Толик сидел бледный, прерывисто дышал, неожиданно покачнулся.

— Тебе что, нехорошо, Анатолий, от моих россказней? — участливо спросил Дядиван.

— Как же вы остались в живых, Дядиван? — чуть слышно спросила Зинка.

— Э-э, милая дочка, — он свернул самокрутку, откусил кончик, — человек живучее любого зверя, это сама природа так распорядилась… Очнулся, кое-как можно, в тыловом уже госпитале. Пришел в себя, но повернуться не могу, весь от шеи перевязанный и забинтованный, одни руки да голова свободные. Первая мысль, как там мои ноженьки-то бедовые, уж очень нытьем ныли пятки и пальцы там. Тихонько голову приподнял, руку протянул — так оно и есть, нету моих ходульчиков… Видно, долго до того в бессознании лежал, ой долго. Считай, что целых пять месяцев будто я и не жил на этом свете и на тот свет еще не успел, так и болтался где-то на перепутье, для самого себя вроде бы меня и не существовало… В госпиталях жутко хорошо работают, вот на что никогда в жизни пообижаться не смогу, выходили меня, вылечили, человеком, как видишь, остался, хоть и полчеловека…
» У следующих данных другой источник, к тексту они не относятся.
PR #3833, opened 2017-12-21
Implement cross tab logout mechanism.

bierik:
gever-logout-worker

When a logout is triggered in one gever tab, all other tabs are reloaded
automatically.
This is done through a SharedWorker. All tabs are connected with this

Когда Дядиван, спрыгнув со скамейки, скрылся за домом, Толик вскочил и хрипло произнес, наступая на Зинку:

— Вот скажи, только откровенно, почему Дядивану не дали Золотую Звезду Героя? А?

— Я не знаю.

— Нет, ты не выкручивайся, а скажи! Это справедливо, да? Это правильно, да? За то, что он прошел такой бой, за то, что он так пострадал на войне! Между прочим, на Великой Отечественной войне! Это справедливо? Чего молчишь, как воды в рот набрала?!

— Но я-то при чем? От меня, Толик, ничего не зависит.

— Чего ты оправдываешься? Раз не знаешь, так и не раскрывай рот, молчи!

Ни возражать ему, ни соглашаться с ним было невозможно. Зинка расплакалась от обиды.

— Ну вот, с тобой и говорить-то серьезно нельзя, сразу в нюни, — примирительно сказал Толик.

Каждый праздник Дядиван надевал китель, на котором было пристегнуто пять круглых медалей. В таком праздничном виде он появлялся и 21 декабря, в день рождения Сталина.